Occasionally wrestlers’ conspiratorial beliefs seep out into the real world. In 2013, immediately after the Boston Marathon bombing, Governor Deval Patrick of Massachusetts was asked at a press conference if the attack was a “false flag”, conspiracy-theorist lingo for an operation deliberately designed to implicate an innocent party. The questioner was “Bionic” Dan Bidondi, an Infowars “reporter” and semi-pro wrestler. In May World Wrestling Entertainment cut ties with Drake Wuertz, a referee. His conspiratorial beliefs had received some attention in the sport’s press, but become impossible to ignore when he berated a Florida school board over its mask mandate with a passion usually reserved for the ring, saying it “plays into the hands” of child sex-traffickers.

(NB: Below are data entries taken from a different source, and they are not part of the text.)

PR #1187, opened 2015-08-07
Access java.lang.management.* via reflection

rohitagr:
Several platforms, including Android and j2objc, do not provide the java
management APIs and crash or otherwise fail when encountering code that
imports or uses these APIs directly.


kcooney:
Thanks for doing this. I'm surprised no one reported previously that these APIs don't work on Android.

The changes LGTM

@marcphilipp any concerns?

rohitagr:
They generally don't cause problems if not used on Android, but proguard complains heavily (and dies with the default config). On j2objc the imports always cause problems.

rohitagr:
Is anything blocking this?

The two worlds also share an omertà-like code. Wrestlers’ commitment to “kayfabe”, the imperative never to break character in case it ruptures the suspension of disbelief, occasionally borders on ludicrous. The Wild Samoans, a tag-team duo, were travelling with fellow wrestler Terry “Hulk Hogan” Bollea when a state trooper discovered Mr Bollea’s unregistered firearm. According to wrestling lore the Wild Samoans said nothing—their characters did not speak English, so neither would they.

Mr Jones, whose show once hosted Donald Trump (himself a participant in Wrestlemania 23), seems to live by a similar code. In a hearing over the custody of his children, his lawyer suggested that his rants about the deep state and 9/11 should be discounted as evidence because he was really a “performance artist”. His lawyer might out him, but Mr Jones would never break kayfabe. His credibility and livelihood depend on it.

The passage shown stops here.